« Nous avons vu que bien que le Vedānta, tel qu’il est exposé par les Upanishad, ne relève pas de la « philosophie » telle qu’on l’entend en Occident, il défend des thèses spécifiques relatives à l’Être, à la Connaissance et aux valeurs. Bien qu’il ne se présente pas comme un système fermé cherchant à convaincre le premier venu de la vérité de ses positions, il propose bien une perspective d’ensemble sur la réalité dans tous ses aspects, une perspective qui se fonde sur l’intuition universelle. Il dispose aussi d’une méthode traditionnelle d’enseignement destinée à l’aspirant honnête qui possède les qualifications nécessaires pour assimiler la vérité.
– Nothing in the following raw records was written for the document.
Issue #195, opened 2024-12-20
`TrajectoryFileCallback.after_transition` blows up if trajectory blows up before `before_transition`


jamesbraza:
As of `ldp==0.17.0`, if the trajectory blows up before `before_transition` gets called (e.g. during `agent.init_state`), then `after_transition` will blow up with an assertion error.

PR #196, opened 2024-12-20
Removed unnecessary `before_transition` from `TrajectoryFileCallback`

jamesbraza:
Closes https://github.com/Future-House/ldp/issues/195

### DIFF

Saisir cette méthode, c’est reconnaitre l’harmonie sous-jacente de tous les enseignements upanishadiques.
Mais quelle est cette méthode, qui, une fois reconnue, transforme le chaos apparent des écritures saintes en cosmos ? Śaṅkara a été apparemment le premier, après Gauḍapāda, à y faire référence dans son commentaire (bhāshya) de la Gītā. On peut inférer du passage suivant que cette méthode était déjà employée avant lui en vue de percer la nature de la Réalité [ultime] :
« On trouve cette maxime célèbre chez les vrais connaisseurs de « l’unique méthode traditionnelle » de l’Advaita Vedānta : « ce qui est au-delà de toute description peut être [paradoxalement] décrit avec précision en utilisant la méthode unique de surimposition délibérée suivie de négation. » »[1]
Surimposition (adhyārōpa) veut dire littéralement superposer une chose sur une autre [et donc] imputer à tort la nature ou les propriétés de l’une sur l’autre. C’est un postulat du Vedānta, qu’en raison d’une tendance naturelle de l’esprit humain, une surimposition sans-commencement, appelée avidyā, nous conduit à considérer la Réalité comme affligée de distinctions multiples. Maintenant, en vue de rééduquer l’esprit pour qu’il voit le Réel tel qu’il est, les Upanishad utilisent de manière uniforme la méthode ci-mentionnée de la surimposition délibérée ou de l’attribution provisoire suivie de négation ou d’abrogation (adhyārōpa-apavāda). »
Extrait de Comment Reconnaître la Méthode du Vedânta, Editions le Refuge du Rishi (2021)
[1] Bhagavad-Gītā-Bhāshya, XIII,13, p.349 dans la trad. d’Alladi Mahadeva Sastry.